Q. Why do we need to stand up for Vatican II now?
A. Because, over the forty five years since the Council met a great deal has changed in the Catholic Church. The liturgy, which is the centre of the faith for most Catholics has been radically changed, much for the better but recently there has been a resurgence of pre-Conciliar thinking which would have the Church return to older models of worship and, because the revised Liturgy has not been used to its full potential and allowed to further change and develop, many find it routine and lacking in inspiration. Many of the decrees emanating from the Vatican in recent times seek to put a brake on the developments that have happened since the Council.
Ecumenical relationships developed enormously between the Catholic Church and the other churches during and after the Council but again, much of this has been slowed down by pedestrian Roman attitudes so that at this time ecumenical relations seem to be at a standstill.

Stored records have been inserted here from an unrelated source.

PR #988, opened 2021-01-06
bug(cass): Retry with exponential backoff when scanning

vishramachandran:
**Pull Request checklist**

Token scan from ingestion index table during downsample use paged iterator, and this sometimes times out causing entire task to repeat causing more writes, more compaction on cassandra, and more read timeouts.

Putting in place retry with exponential backoff.

### DIFF
--- a/cassandra/src/main/scala/filodb.cassandra/Util.scala
+++ b/cassandra/src/main/scala/filodb.cassandra/Util.scala
@@ -3,9 +3,11 @@ package filodb.cassandra
 import java.nio.ByteBuffer
 
 import scala.concurrent.{Future, Promise}
+import scala.util.Random
 
 import com.datastax.driver.core._
-import com.datastax.driver.core.exceptions.DriverException
+import com.datastax.driver.core.exceptions.{DriverException, ReadTimeoutException}
+import com.typesafe.scalalogging.StrictLogging
 import monix.reactive.Observable
 
 import filodb.core._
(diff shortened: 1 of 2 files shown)


cassandra/src/main/scala/filodb.cassandra/Util.scala
```diff
@@ -84,4 +86,35 @@ object Util {
...
+  //scalastyle:off null
+  override def next(): Row = {
+    var retries = 0
+    val maxRetries = 5 // Hardcode maxRetries for now. If needed make it a config later.
+    var nxt: Row = null
+    while (retries < maxRetries && nxt == null) {
+      try {
+        nxt = inner.next()
+      } catch {
+        case e: ReadTimeoutException =>
```
zznate, line 108: We still have to think about UnavailableException in this context. This is a bit more tricky because we are dealing directly with the semantics of consistency and hiding behavior here may be a surprise to the user. Definitely should be bubbled up into a big, giant comment and in docs regardless.

I think for now, dealing with just the RTE is the easiest fix as that will avoid the common case of retrying when it just takes a little longer to churn through. 

For reference, there is a good explanation on the different types of exceptions on the Java-Driver's documentation about retry logic: https://github.com/datastax/java-driver/tree/3.x/manual/retries#onreadtimeout

cassandra/src/main/scala/filodb.cassandra/Util.scala
```diff
@@ -84,4 +86,35 @@ object Util {
...
+          retries += 1
+          if (retries == 5) throw e
+          val jitter = Random.nextInt(3000)
+          val sleepTime = Math.pow(2, retries + 1).toLong * 1000 + jitter
```
zznate, line 112: Yeah, this is fine otherwise. Nice and simple with a ceiling.

zznate (commented):
Suggestions/ideas on handing other exception types.

sherali42 (approved):
👍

The intense discussion of so many theologians during the Council meant that from being a Church in which everyone felt obliged to toe the party line, we had become a Church where being open about both Catholic teaching and behaviour had become the norm and there could be no return to the way the Catholic church had been. It was changed for ever.
It is because of this that many Catholics want to reassert the insights of the Second Vatican Council and to oppose the direction in which the Catholic Church seems once again to be moving. In fact Stand up for Vatican II was started to persuade the Church to commit more fully to the teaching of the Council. 

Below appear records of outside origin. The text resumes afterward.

PR #949, opened 2020-11-06
feat(repair): spark job to migrate partitionKeys in case of disaster recovery

sharath-raghavan:
**Modifications**
- Added a Spark job that can be triggered on demand to copy partitionKey records.  
- Time interval can be configured as specified below. Spark job would copy all the records falling in this interval.
```
conf.set("spark.filodb.partitionkeys.copier.ingestionTimeStart", "2020-10-13T00:00:00Z")
conf.set("spark.filodb.partitionkeys.copier.ingestionTimeEnd", "2020-10-13T05:00:00Z")
```
- This job would be useful in cases of disaster recovery or back fills.

**Pull Request checklist**

- [ ] The commit(s) message(s) follows the contribution [guidelines](CONTRIBUTING.md) ?
- [ ] Tests for the changes have been added (for bug fixes / features) ?
- [ ] Docs have been added / updated (for bug fixes / features) ?

**Current behavior :** 
- NA

**New behavior :**
- data repair feature is new. This job would be useful in cases of disaster recovery or back fills.

**BREAKING CHANGES**
- NA

**Other information**:

PR #993, opened 2021-01-19
Index copier tweaks

aandis:
### Modifications

Addresses review comments from #949.

* https://github.com/filodb/FiloDB/pull/949#discussion_r520932534 - use the existing config for getting `splitsPerNode` value.
* https://github.com/filodb/FiloDB/pull/949#discussion_r520937150 - write data using `CassandraColumnStore.writePartKeys` to set part key ttl based on end time.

The Council opened up new ways of thinking about the Church. Not an organisation with the hierarchy at its head but the community of the ''People of God' from among whom certain people were called to serve it. The people of the Church saw themselves as those who have the right to be involved in its decisions, in its organisation and in its discipline. They expect that those who are called to serve them will take into account their insights and their experience rather than dictating from on high. They feel that their Church is truly theirs and, as such, they want their children to inherit a Church which is open, welcoming and alert to the needs of the present time and for this to happen they have to make their voices heard.

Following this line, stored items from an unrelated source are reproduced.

PR #1001, opened 2021-01-29
bug(query): Stitch and uniqify LHS and RHS before binary join

vishramachandran:
**Pull Request checklist**

Range Vectors need to be stitched and made distinct before joins because duplicates can exist due to spread changes. Duplicates cause errors in join matching.

### DIFF
--- a/query/src/test/scala/filodb/query/exec/BinaryJoinGroupingSpec.scala
+++ b/query/src/test/scala/filodb/query/exec/BinaryJoinGroupingSpec.scala
@@ -211,14 +211,7 @@ class BinaryJoinGroupingSpec extends AnyFunSpec with Matchers with ScalaFutures 
     val result = execPlan.compose(Observable.fromIterable(Seq((rhs, 1), (lhs, 0))), tvSchemaTask, querySession)
       .toListL.runAsync.futureValue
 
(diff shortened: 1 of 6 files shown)


query/src/test/scala/filodb/query/exec/BinaryJoinGroupingSpec.scala
```diff
@@ -308,12 +309,12 @@ class BinaryJoinGroupingSpec extends AnyFunSpec with Matchers with ScalaFutures
       )
     )
     result.size shouldEqual 4
-    result.map(_.key.labelValues) sameElements(expectedLabels) shouldEqual true
+    result.map(_.key.labelValues).toSet shouldEqual expectedLabels.toSet
 
-    result(0).rows.map(_.getDouble(1)).toList shouldEqual List(0.75)
```
TanviBhavsar, line 313: Rows ordering has changed. Won't expectedLabels also change?

TanviBhavsar (approved):
Looks good to me. Just a minor comment

query/src/test/scala/filodb/query/exec/BinaryJoinGroupingSpec.scala
vishramachandran: RV ordering has changed. RV rows should remain same. ExpectedLabels should remain same as well.
These changes only account for RV order change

Those Roman Catholics who lived through the Second Vatican Council know that it was, for them, a time of inspiration and hope for the future. They want to share that with today's Roman Catholics who may not have had that experience but who, nevertheless, are unhappy with the way their Church is and, in many cases, have become disaffected because they see no little for the future. The further understanding of the insights of the Second Vatican Council and the continued renewal of the Catholic Church in the direction taken by the Council, they believe, is the way forward and, they believe, is a movement begun by the Holy Spirit and which must not be allowed to be stifled.